This week, Professor and Executive Associate Dean J. Stephen Downie was a guest speaker at the Herder Institute in Marburg and the University of Göttingen. Downie, who serves as co-director of the HathiTrust Research Center (HTRC), lectured on the HTRC's "Tools for Open Research and Computation with HathiTrust: Leveraging Intelligent Text Extraction" (TORCHLITE) project.
The HTRC facilitates nonprofit and educational uses of the HathiTrust Digital Library (HTDL) by enabling computational analysis of the library's 19 million volumes, of which around 10 million are under copyright restrictions. Funded by the National Endowment for Humanities from 2022 through 2024, TORCHLITE created easy-to-use text analysis tools, dashboards, and application programming interfaces—all of which remain active and available—to facilitate open cultural analytics research using the uniquely valuable HTDL data.

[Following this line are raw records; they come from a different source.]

PR #576, opened 2018-10-04
JDG73

diegolovison:
JDG73


plugins/jdg73/pom.xml
```diff
@@ -0,0 +1,160 @@
...
+      <dependency>
+         <groupId>org.radargun</groupId>
+         <artifactId>radargun-mapreduce</artifactId>
+         <version>${project.version}</version>
+         <scope>provided</scope>
+      </dependency>
+
+      <dependency>
+         <groupId>org.radargun</groupId>
+         <artifactId>plugin-${plugins.infinispan-latest}</artifactId>
```
alanfx: @diegolovison I just saw this, but `jdg73` should depend on `jdg72`, and an infinispan plugin version. This is correct in the `jdg71` pom.xml https://github.com/radargun/radargun/blob/master/plugins/jdg71/pom.xml, but it is wrong in the `jdg72` pom file. Can you fix this?

diegolovison:
Hey @alanfx I fixed that issue. Please let me know what do you think. Thanks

The data of interest is contained in HTRC's flagship "Extracted Features" (EF) dataset, which consists of rich metadata and statistical information inferred by algorithm from the digitized texts of the entire HathiTrust corpus and documents every word on every page, including the number of times the word appears, its part of speech, and other formal features of the language on the page. The EF dataset, and methods for computing over it, have enabled many forms of full-text analysis—even of copyrighted materials. The EF dataset contains nearly 3 trillion tokens (or in other words, words) representing more than 6 billion pages of text, making it arguably the largest open dataset of its kind that is readily available to researchers around the world.
In his talk, Downie highlighted the motivations, challenges, and accomplishments of TORCHLITE to date, along with its upcoming next steps that envision the creation of an international consortium of similar groups, tentatively called the "Cultural Open Data Exchange (CODEx)," which will promote and extend HTRC's EF model and methods, enabling other cultural heritage institutions provide access to their otherwise closed collections.
Downie conducts work in digital libraries, digital humanities, and music information retrieval. He holds a bachelor's degree in music theory and composition, along with master's and doctoral degrees in library and information science, all from the University of Western Ontario.